Although immigration provides better living conditions for some of those who emigrated, residents and specialists in social affairs believe that it will cost the country a lot to train new workers after the war.
The governorate of Suwayda, located in Syria’s south, is home to the country’s Druze minority, an ethnoreligious group which practices a monotheistic Abrahamic religion and speaks the Arabic language. Historically, the region has been mostly pro-government, even from the start of the country’s nine-year-crisis and civil war.
Mahmoud Rafiah, a resident of Suwayda city, said that he was not opposed to the emigration of his three sons, who have university degrees, to Germany in 2017.
He added that he realized the bad situation in the country and the lack of job opportunities in Suwayda forced his sons to emigrate to another country in search of a better life.
Rafiah does not deny that his children leaving was painful for him and his wife, but he holds the Syrian government responsible for not supporting its young people.
24,000 young people
A source within the Immigration and Passports Department in Suwayda said that the number of young people who have applied for passports from 2011 until now has reached 24,000.
The ages of those young people seeking to emigrate were between 19 and 39, according to the same source.

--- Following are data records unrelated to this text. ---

PR #1906, opened 2018-12-24
Export and use core-transaction-pool typedefs

### LINKED ISSUE #1793: Add core-transaction-pool type definitions

paroxysm:
## Proposed changes
resolves #1793 

I excluded core-test-utils because adding a dependency a `core-transaction-pool` creates a circular dependency because `core-test-utils` is a devDependency on a couple of other modules(including `core-transaction-pool` itself)

## Types of changes

## Checklist

<!--

### DIFF
--- a/packages/core-api/__tests__/__support__/setup.ts
+++ b/packages/core-api/__tests__/__support__/setup.ts
@@ -1,7 +1,8 @@
 import { app } from "@arkecosystem/core-container";
+import { PostgresConnection } from "@arkecosystem/core-database-postgres";
 import { setUpContainer } from "@arkecosystem/core-test-utils/src/helpers/container";
 
-import { delegates } from "../../../core-test-utils/src/fixtures/testnet/delegates";
+import { delegates } from "../../../core-test-utils/src/fixtures";
 import { generateRound } from "./utils/generate-round";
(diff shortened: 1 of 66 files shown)


faustbrian:
@paroxysm conflicts

packages/core-api/__tests__/__support__/setup.ts
```diff
@@ -20,7 +21,7 @@ async function setUp() {
         ],
     });
 
-    const connection = app.resolvePlugin("database");
+    const connection = app.resolvePlugin<PostgresConnection>("database");
```
faustbrian: All references to `<PostgresConnection>` should point to `<ConnectionInterface>` instead as this reference is made outside of the `core-database-postgres` package which means the `PostgresConnection` reference could be gone at any time and instead be `<SqliteConnection>` for example.

https://github.com/ArkEcosystem/core/blob/develop/packages/core-database/src/interface.ts#L14

paroxysm: Yes, it'll need to be changed. There's a lot of methods and properties being referenced by their deps that are on the `PostgresConnection` class, and not the abstract class.

PR #1916, opened 2018-12-27
refactor(core-p2p): simplify updatePeersOnMissingBlocks()

vasild:
## Types of changes

## Checklist


faustbrian:
I don't really see the benefit of this change as we lose the logging for different scenarios. @supaiku0 thoughts?

vasild:
> I don't really see the benefit of this change as we lose the logging for different scenarios.

Right. And what I wrote was not actually true. Updated the patch.

PR #1939, opened 2019-01-03
fix(core-p2p): malformed condition for filtering peers

vasild:
Currently we would leave in the list all peers that:
"are not me or have invalid port or have invalid version"
the intention must have been:
"are not me and have valid port and have valid version".

This change was first done in 0c2319649 and was later reverted in
109a4d311 with a scarce explanation: "it randomly causes issues". It is
not clear what those issues were.

However the current code is strikingly and obviously wrong - it would
add peers that have invalid port, for example.

So, fix the wrong code and followup by fixing any issues that arise, but
not by resurrecting the wrong code.

## Types of changes

## Checklist

### DIFF
--- a/packages/core-p2p/src/monitor.ts
+++ b/packages/core-p2p/src/monitor.ts
@@ -843,7 +843,7 @@ export class Monitor implements P2P.IMonitor {
         }
 
         const filteredPeers: any[] = Object.values(peers).filter(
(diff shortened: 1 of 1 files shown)


faustbrian:
This caused issues on testnet and seeds where they would endlessly loop because there were no peers after this change, that is why it was reverted.

vasild:
So, on testnet all peers in `peers.json` have invalid port? How do I reproduce that problem?

PR #1950, opened 2019-01-06
 tests(crypto): Increase coverage and mark private methods

JeremiGendron:
## Proposed changes
 - document validate rules param correct types (Object|Function|String)
 - __validateWith<> methods are now private
 - tests for __validateWith<> changed to validate("...", <>)
 - increase coverage for errors() function
 - modify validate to check for "typeof rules === 'string'" (more below)

Refs: #1782 #1775

The validate function was checking for `rules instanceof String`, which never evaluates to true for a string literal. Changed to `typeof rules === 'string'`

## Types of changes

## Checklist


packages/crypto/src/validation/validator.ts
```diff
@@ -108,7 +115,7 @@ export class Validator {
      * @param  {String} rule
      * @return {void}
      */
-    public __validateWithJoi(attributes, rules) {
+    private __validateWithJoi(attributes, rules) {
```
faustbrian: The `__` prefix has to be removed, if you read the issue.

packages/crypto/src/validation/validator.ts
```diff
@@ -76,13 +76,20 @@ export class Validator {
...
+    }
+
     /**
      * Run the validator's rules against its data using a rule.
      * @param  {*} attributes
      * @param  {String} rule
      * @return {void}
      */
-    public __validateWithRule(attributes, rules) {
+    private __validateWithRule(attributes, rules) {
```
faustbrian: The `__` prefix has to be removed, if you read the issue.

packages/crypto/src/validation/validator.ts
```diff
@@ -98,7 +105,7 @@ export class Validator {
      * @param  {String} rule
      * @return {void}
      */
-    public __validateWithFunction(attributes, validate) {
+    private __validateWithFunction(attributes, validate) {
```
faustbrian: The `__` prefix has to be removed, if you read the issue.

packages/crypto/src/validation/validator.ts
```diff
@@ -76,13 +76,20 @@ export class Validator {
         this.rules[name] = implementation;
     }
 
+    /**
+     * Reset any previous results.
+     */
+    public __reset() {
```
faustbrian: Public methods have no prefixes, if you read the issue.

JeremiGendron:
@faustbrian thank you

packages/crypto/src/validation/validator.ts
JeremiGendron: branch updated

faustbrian:
The core-api changes should not be included in this PR.

JeremiGendron:
@faustbrian not sure if `git revert 0abbee01` was the right move

PR #1959, opened 2019-01-09
 feat: Add Windows CI with AppVeyor

ciband:
## Proposed changes
Added AppVeyor configuration to support CI under Windows.

Historically there have been breaking changes on Windows that were unknown due to the vast majority of Ark developers using Linux or MacOS.  Adding an additional Windows CI check will help find these issues earlier.

## Types of changes

- [X] Build (changes that affect the build system)

## Checklist

- [X] I have read the [CONTRIBUTING](https://docs.ark.io/guidebook/contribution-guidelines/contributing.html) documentation

## Further comments
In my AppVeyor account, all the tests run but some do not pass.  I do not know enough about core to properly diagnose to know if these test failures are expected or directly failing as a result of running on Windows.

Open for discussion as to what the next step should be if we want to introduce Windows CI.


faustbrian:
Core in production will not run on Windows systems so I will close this for now but if we ever plan to recommend to run Core on Windows for production environments then we will revisit this.

Issue #1766, opened 2018-12-16
100% coverage for core-logger-winston


faustbrian:

faustbrian:
Just the custom formatter is missing coverage which isn't critical as we can see if it works by starting a node.

PR #1966, opened 2019-01-11
test(core-logger-winston): increase coverage

JeremiGendron:
## Proposed changes

 - move registerTransports to private, remove __
 - add fixture for package as transport option
 - checks if progress === max vs. current (progress set to 100 if > 100; not current)
 - second tracker print/stop tests for diverse arguments
 - now supports passing logger level option
 - fix tests for .error, .warn, .debug
 - add test for .verbose

Refs: #1766

## Types of changes

## Checklist


packages/core-logger-winston/src/driver.ts
```diff
@@ -133,16 +134,14 @@ export class WinstonLogger extends AbstractLogger {
     public suppressConsoleOutput(suppress: boolean): void {
         const consoleTransport = this.logger.transports.find(t => t.name === "console");
 
-        if (consoleTransport) {
-            consoleTransport.silent = suppress;
-        }
+        consoleTransport.silent = suppress;
```
faustbrian: Revert, if the console logger is not available this will throw an error.

packages/core-logger-winston/src/driver.ts
```diff
@@ -15,9 +15,10 @@ export class WinstonLogger extends AbstractLogger {
      * Make the logger instance.
      */
     public make() {
-        this.logger = winston.createLogger();
+        const { level } = this.options;
+        this.logger = winston.createLogger({ level });
```
faustbrian: Revert, levels are set per transport.

JeremiGendron:
Alright

packages/core-logger-winston/__tests__/logger.test.ts
```diff
@@ -78,10 +96,11 @@ describe("Logger", () => {
     describe("stopTracker", () => {
         it("should stop the tracker", () => {
             logger.stopTracker("test_title", 50, 100);
+            logger.stopTracker("second_tracker", 101, 100);
 
             expect(message).toMatch(/test_title/);
             expect(message).toMatch(/=========================/);
-            expect(message).toMatch(/50/);
+            expect(message).toMatch(/100/);
```
faustbrian: There should be a separate test that asserts it doesn't go over 100% instead of altering this test.

packages/core-logger-winston/__tests__/logger.test.ts
```diff
@@ -1,16 +1,23 @@
...
 import "jest-extended";
+import * as winston from "winston";
 import { WinstonLogger } from "../src";
 
 let logger: AbstractLogger;
 let message;
 
 beforeAll(() => {
     const driver = new WinstonLogger({
+        level: "debug",
```
faustbrian: Should be removed according to the previous comment about the log level.

packages/core-logger-winston/__tests__/logger.test.ts
```diff
@@ -1,16 +1,23 @@
...
         transports: [
             {
                 constructor: "Console",
+                package: "@arkecosystem/core-logger-winston/__tests__/__fixtures__/transport",
```
faustbrian: There is no need to use a fixture for that, simply use the winston console transport.

JeremiGendron: thought I already changed it, guess I forgot to push changes! doing so now

PR #6802, opened 2026-04-30
Allow window position or size setting to fail

rom1v:
Setting the window position can be denied, as observed in logs from https://github.com/Genymobile/scrcpy/pull/6772#issuecomment-4344753479:

    ERROR: Could not set window position: wayland cannot position non-popup windows

Also do not assume window size setting succeeds.

Refs <https://github.com/Genymobile/scrcpy/pull/6216#issuecomment-3399353701>

### DIFF
--- a/app/src/util/sdl.c
+++ b/app/src/util/sdl.c
@@ -79,8 +79,7 @@ void
 sc_sdl_set_window_size(SDL_Window *window, struct sc_size size) {
     bool ok = SDL_SetWindowSize(window, size.width, size.height);
     if (!ok) {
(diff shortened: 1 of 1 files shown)


rom1v:
In response to https://github.com/Genymobile/scrcpy/pull/6772#issuecomment-4353169629 (@anotheruserofgithub):

> However, you should always be able to set the window size, and in fact it's quite important for flex displays.

I agree that it should always work, but I will still remove the assertion just in case it is denied for some reason. This has no real impact since we ignore the failure anyway.

Issue #222, opened 2018-08-10
Could Not Create Texture.


Jenis667:
Info: Initial Texture : 1080 × 2160
Critical: Could Not Create Texture: Texture Dimentions are limited to 2048 × 2048

Invalid Return value 0 for stream protocol (15x)

Error Could not Open Video Stream

Redmi Note 5(India) - Vince

rom1v:
scrcpy -m 2048

PR #6807, opened 2026-05-05
Add option to change the background color

### LINKED ISSUE #5855: Instead of black background, provide an option to make it 1.transparent 2.user-defined color
- [ ] I have checked that a similar [feature request](https://github.com/Genymobile/scrcpy/issues?q=is%3Aopen+is%3Aissue+label%3A%22feature+request%22) does not already exist.

Surrounding background "outside android" is solid black.

1. Being able to make it trasnparent (to see wallpaper behind while app is stretched)
2. Being able to pick a color to match rest of the user's desktop
Something like mpv's "background=none" and "background-color=0.0/0.0/0.0/0.0"

rom1v:
Introduce a `--background-color` option that accepts hexadecimal color codes (3-digit or 6-digit formats):

```bash
scrcpy --background-color=#234567
scrcpy --background-color=234567  # leading '#' is optional
scrcpy --background-color=#567    # equivalent to #556677
```
    
Fixes #5855
Refs https://github.com/Genymobile/scrcpy/pull/6772#issuecomment-4374943892

Also set the default background to dark gray (`#222`).


app/src/cli.c
```diff
@@ -253,6 +254,14 @@ static const struct sc_option options[] = {
                 "Unit suffixes are supported: 'K' (x1000) and 'M' (x1000000).\n"
                 "Default is 8M (8000000).",
     },
+    {
+        .longopt_id = OPT_BACKGROUND_COLOR,
+        .longopt = "background-color",
+        .argdesc = "hexcolor",
+        .text = "Set the background color, encoded as hexadcimal color code "
```
anotheruserofgithub:
```suggestion
        .text = "Set the background color, encoded as hexadecimal color code "
```

app/src/cli.c
```diff
@@ -253,6 +254,14 @@ static const struct sc_option options[] = {
...
+                "(#RGB or #RRGGBB).\n"
```
anotheruserofgithub, line 262: Do you want to allow transparency? It's a feature request from https://github.com/Genymobile/scrcpy/issues/5855.

anotheruserofgithub (commented):
TBD the renaming of "black borders" in docs and code comments (see https://github.com/Genymobile/scrcpy/pull/6772#issuecomment-4379183568 & https://github.com/Genymobile/scrcpy/pull/6772#issuecomment-4381382778 & https://github.com/Genymobile/scrcpy/pull/6772#issuecomment-4381731162).

app/src/cli.c
rom1v: No, I don't want to allow transparency. And it will not work everywhere.

rom1v:
> TBD the renaming of "black borders" in docs

I think I will keep "black borders" for the doc, the alternatives are not clear enough for users IMO.

app/src/cli.c
anotheruserofgithub: OK!

anotheruserofgithub:
Another alternative could be "background" or "background borders".

rom1v:
"extra space", "surrounding space"? (suggested by an LLM, after I said that the term "letterboxing" was too technical)

anotheruserofgithub:
Anyway, the default color is very dark so I think "black" is OK.

Ah, maybe "dark borders" then?

anotheruserofgithub:
> "extra space"

Why not. I think borders/margins is clearer than extra space but they are all good alternatives.

rom1v:
> Anyway, the default color is very dark so I think "black" is OK.

Yeah, I think I will keep that. 😅

AminurAlam:
how does one set the bg to be transparent? there is no way to tell it what alpha channel to use

seems like only alpha channels are supported

rom1v:
> how does one set the bg to be transparent?

The background cannot be set transparent: https://github.com/Genymobile/scrcpy/pull/6807#discussion_r3191750904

The source added to North Press, “The real numbers of those who emigrated are greater than that, because those wanted for military service take smuggling routes to Lebanon and then travel to Europe and other countries.”
Those wanted for military service in Syria cannot obtain a document that shows the government has no objection to their travel, which prevents them from obtaining regular passports.
About 13 million Syrians have been internally and externally displaced since the outbreak of the war, which represents about 60 percent of the pre-2011 Syrian population, according to the Pew Research Center.
Everyone’s obsession
Sulaf Wahba, a social researcher in Suwayda, said, “Job opportunities, bad economic situations, and military service have pushed young people to emigrate.”
These reasons are result of a study that included 100 families in Suwayda governorate, which was carried out by Wahba and her colleagues at the Noor Center for Youth Support in Suwayda.
Eight out of ten young men in Suwayda are eager to emigrate, according to a questionnaire conducted by the Noor Center.
Wahba believes that this percentage is high for a society like Suwayda, in which the concepts and customs of adherence to family, land, and social ties are widespread.
Loss
Jihad Zoghbi, a Syrian from Suwayda residing in Germany and an employee of the Federal Office for Migration and Refugees (BAMF), said that 40 percent of the Syrians who applied for asylum in Germany between 2013 and 2020 are those with a high school diploma and above.
Zoghbi, who is also working with the German Institute for Economic Research (DIW Berlin), added to North Press that unofficial studies estimate the total value of war losses in Syria at about $60 billion.
He pointed out that those losses include the cost of training skilled workers needed to reconstruct the country, in addition to direct economic losses and others to state institutions.